The revelation, which was reported by the German magazine Focus, was confirmed by papal biographer Peter Seewald in a Jan. 27 interview with the German Catholic news agency KNA.

“Benedict XVI did not want to make a fuss during his lifetime about the intimate circumstances of his resignation, which was justified by his exhaustion,” Seewald told KNA.

According to Seewald, the late pontiff wrote a final letter to him Oct. 28, nine weeks before his death Dec. 31. In it, Pope Benedict told Seewald the “central motive” of his resignation was “the insomnia that has accompanied me uninterruptedly since World Youth Day in Cologne” in 2005.

Pope Benedict’s letter to Seewald adds further context to his shocking resignation in 2013. In his speech announcing his resignation, the late pope said that his health had “deteriorated in me to the extent that I have had to recognize my incapacity to adequately fulfill the ministry entrusted to me.”

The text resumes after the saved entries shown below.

PR #544, opened 2025-02-21
Improve consistency of CSR descriptions

arichardson:
Drop the "renamed extension" wording and make the descriptions consistent.

### DIFF
--- a/src/riscv-integration.adoc
+++ b/src/riscv-integration.adoc
@@ -330,8 +330,7 @@ two tag bits in memory.
 
 {cheri_base_ext_name} requires that RISC-V CSRs intended to hold addresses,
 are now able to hold capabilities. Therefore, such registers are
-extended to CLEN+1 bits in {cheri_base_ext_name} and a `c` suffix is added such
-as <<mtvec>> is extended to <<mtvecc>>.
+extended to CLEN+1 bits in {cheri_base_ext_name} and a `c` suffix is added (e.g. <<mtvec>> is extended to <<mtvecc>>).
 
 Reading or writing any part of a CLEN-bit CSR may cause
 side effects. For example, the CSR's tag bit may be cleared if a new address
--- a/src/riscv-integration.adoc
+++ b/src/riscv-integration.adoc
@@ -329,8 +329,9 @@ two tag bits in memory.
 === Zicsr, Control and Status Register (CSR) Instructions
 
 {cheri_base_ext_name} requires that RISC-V CSRs intended to hold addresses,
-like <<mtvec>>, are now able to hold capabilities. Therefore, such registers are
-renamed and extended to CLEN+1 bits in {cheri_base_ext_name}.
+are now able to hold capabilities. Therefore, such registers are
+extended to CLEN+1 bits in {cheri_base_ext_name} and a `c` suffix is added such
+as <<mtvec>> is extended to <<mtvecc>>.
 
 Reading or writing any part of a CLEN-bit CSR may cause
 side effects. For example, the CSR's tag bit may be cleared if a new address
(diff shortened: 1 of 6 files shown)


src/riscv-integration.adoc
```diff
@@ -330,7 +330,7 @@ two tag bits in memory.
 
 {cheri_base_ext_name} requires that RISC-V CSRs intended to hold addresses,
 like <<mtvec>>, are now able to hold capabilities. Therefore, such registers are
-renamed and extended to CLEN-bit in {cheri_base_ext_name}.
+renamed and extended to CLEN+1 bits in {cheri_base_ext_name}.
```
nwf, line 333: Perhaps something like
> for brevity, this document simply says "The Xc register extends X" rather than repeatedly pointing out the simultaneous renaming.

arichardson: Thatnks that sounds good.

andresag01: You are right, the "rename" idea was from a previous iteration of the spec when we had separate addresses for the Xc CSRs. IMHO, this chapter makes the spec confusing because it still talks about "rename", so I suggest removing that altogether and just talk about extended registers.

Also, note that at this point in the spec we are defining Zcheripurecap which does not support the CHERI mode, so in fact, a CPU only implementing this extension would only ever have access to the "extended" Xc registers.

src/riscv-integration.adoc
```diff
@@ -388,6 +388,7 @@ xref:vscsrnames-renamed[xrefstyle=short] and
 xref:ucsrnames-renamed[xrefstyle=short] from the base RISC-V ISA and its
 extensions. The CSRs are renamed to reflect the fact that they are extended to
 CLEN+1 bits wide, as the *x* registers are renamed to *c* registers.
+Even though the name changes, the CSR index remains identical and the <<section-cheri-execution-mode>> determines whether CLEN+1 or XLEN bits are returned (see <<CSRRW>>).
```
andresag01, line 391: I like this sentence, but at this point, the spec hasn't really defined the CHERI mode and a CPU that only supports Zcheripurecap can only access the extended CSRs. I suggest to instead just replace the "rename" wording here with "extend and move this text to a "note" with a link to the section for CSR instructions in Zcherihybrid which says the same in expanded form:

> Zcherihybrid adds the concept of CSRs which contain a capability where the address field is visible in Integer Pointer Mode (e.g. mtvec) and the full capability is visible in Capability Pointer Mode through a different name (e.g. mtvecc). These are referred to as extended CSRs. Also, Zcherihybrid adds the new capability CSRs listed in Table 33.
Extended CSRs have only one address; the access width is determined by the execution mode.

tariqkurd-repo (approved):

src/riscv-integration.adoc
tariqkurd-repo: ok  -  fixed

src/riscv-integration.adoc
```diff
@@ -329,8 +329,9 @@ two tag bits in memory.
 === Zicsr, Control and Status Register (CSR) Instructions
 
 {cheri_base_ext_name} requires that RISC-V CSRs intended to hold addresses,
-like <<mtvec>>, are now able to hold capabilities. Therefore, such registers are
-renamed and extended to CLEN-bit in {cheri_base_ext_name}.
+are now able to hold capabilities. Therefore, such registers are
+extended to CLEN+1 bits in {cheri_base_ext_name} and a `c` suffix is added such
+as <<mtvec>> is extended to <<mtvecc>>.
```
arichardson, line 334:
```suggestion
extended to CLEN+1 bits in {cheri_base_ext_name} and a `c` suffix is added (e.g. <<mtvec>> is extended to <<mtvecc>>).
```

PR #546, opened 2025-02-24
fix typo in rep range section

tariqkurd-repo:


arichardson (approved):
Addresses is technically fine, but I agree bounds is clearer.

src/cap-description.adoc
```diff
@@ -663,7 +663,7 @@ or 'root' capability.
 
 The new address, after updating the address of a capability, is within the
 _representable range_ if decompressing the capability's bounds with the
-original and new addresses yields the same base and top addresses.
+original and new addresses yields the same base and top bounds.
```
arichardson, line 666:
```suggestion
original and new addresses yields the same base and top bound.
```

I wonder if singular is better?

andresag01: I think its referring to 2 bounds, base and top, so I would say plural

PR #547, opened 2025-02-26
Clarify CHERI PTE fault priority when 2-stage translation is in use

tariqkurd-repo:
CHERI PTE faults sometimes require a tag check which is not available until after two stage translation has completed and so can not be prioritised above guest page faults, even if other page faults are detected before completing translation.

There are occasions when a PTE permission fault can be taken, but the 2-stage translation hasn't finished, and so a load cannot have executed yet (as the physical address isn't available yet), and so the tag cannot be checked. In this case the page fault will be taken without reporting a CHERI PTE fault. It makes sense to say the same for the store.

the order is

possible page fault due to permissions
finish two-stage translation (possible guest page fault)
possible CHERI PTE fault

so it's not always possible to detect both the _normal_ and the CHERI PTE page faults at once

This affects all versions of the spec


nwf:
Seems right to me.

In his letter to Seewald, Pope Benedict said he was prescribed “strong remedies” by his personal physician at the time due to his insomnia. Nevertheless, the medication had “reached their limits.”

Knowing that he would no longer be able to “cope” with the rigours of travel for the World Youth Day 2013 in Rio de Janeiro, Seewald said Pope Benedict planned the announcement of his resignation so that a “new pope” would be able to travel.